4. The multi-target tracking method of image and point cloud fusion according to claim 1, wherein the first level of association of the multi-level association is that, based on the geometric perception cost, the fusion target and a track of a current moment obtained based on track prediction of a previous moment stored in a three-dimensional track library are associated to obtain an associated track, an associated detection, an unassociated track and an unassociated detection;

the second stage of association of the multi-stage association comprises: and carrying out association again on the track at the current moment, which is obtained based on the track prediction at the last moment and stored in the three-dimensional track library, in the first-stage association of the multi-stage association based on the geometric perception cost, so as to obtain an association track, association detection, an unassociated track and unassociated detection.

5. The method of multi-objective tracking for image and point cloud fusion of claim 1, wherein the second level of association of the multi-level association comprises: and based on the geometric perception cost, correlating the unfused three-dimensional target with the track at the current moment predicted based on the track at the last moment stored in the three-dimensional track library to obtain a correlated track, a correlated detection, a non-correlated track and a non-correlated detection.

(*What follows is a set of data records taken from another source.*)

Issue #760, opened 2023-12-08
Velocities at the ground


rafmudaf:
# Treating velocities at z=0
The u-component of velocity is initialized with a shear profile that enforces a no slip condition at the ground (when `z_sorted` is 0, the shear profile is 0):
```python
wind_profile_plane = (grid.z_sorted / self.reference_wind_height) ** self.wind_shear
```

However, the integration of the wake deficit with the background flow simply subtracts the two:
```python
flow_field.u_sorted = flow_field.u_initial_sorted - wake_field
```

Given this solver structure, the wake models themselves are responsible for handing the velocity at the ground. This separation of concerns is valid since the solver should not contain the physical models but instead orchestrate the coupling between the models.

Additionally, the Gauss-Curl Hybrid model contains methods for calculating the transverse velocity components (`v` and `w` in addition to `u`) in [floris.simulation.wake_deflection.gauss.calculate_transverse_velocity](https://github.com/NREL/floris/blob/main/floris/simulation/wake_deflection/gauss.py#L350), but a no slip condition at the ground is not enforced.

This was found in #699 since @vallbog noted that the derivative of the streamwise velocity component (du/dz) [initialized in the FlowField](https://github.com/NREL/floris/blob/main/floris/simulation/flow_field.py#L131) results in a divide-by-zero at z=0 and the wind shear exponent is less than 1 (discussed in https://github.com/NREL/floris/pull/699#discussion_r1420977808). In that case, a runtime warning is issued and the transverse velocity components should be undefined (though I haven't tested that this is what FLORIS produces). #699 instead sets the derivative to 0 when the wind shear is 0 to avoid the divide by zero. This change is relevant to this issue because the ultimate question is how to treat this derivate at the ground since it's actually more appropriate to be undefined.

## Proposed solution
- [ ] All velocity components should always be 0 at a point where z=0
- [ ] Tests of the wake models at z=0 should show 0 velocity
- [ ] Tests of the transverse velocity components should show 0 velocity

## Additional information

Here's the beginning of a test for this:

6. The multi-target tracking method based on the image and the point cloud fusion according to claim 1, wherein the third level of association of the multi-level association is to associate the unfused two-dimensional target with a track at the current time predicted based on a track at the last time stored in a two-dimensional track library based on an intersection ratio, and obtain an associated track, an associated detection, an unassociated track and an unassociated detection.

7. The method of multi-target tracking for fusion of images and point clouds as recited in claim 1, further comprising: and after the three-dimensional track in the three-dimensional track library is projected to the image plane, correlating the projected track with the two-dimensional track in the two-dimensional track library, and deleting the correlated two-dimensional track from the two-dimensional track library.

8. The image and point cloud fusion multi-target tracking system is characterized by comprising:

9. A computer readable storage medium having stored thereon a computer program, the program being executed by a processor, characterized in that the program when executed by the processor performs the steps in the multi-target tracking method of fusion of images and point clouds as claimed in any one of claims 1-7.

10. A computer device comprising a memory, a processor and a computer program stored on the memory and executable on the processor, wherein the processor performs the steps in the multi-objective tracking method of fusion of images and point clouds as claimed in any one of claims 1-7 when the program is executed.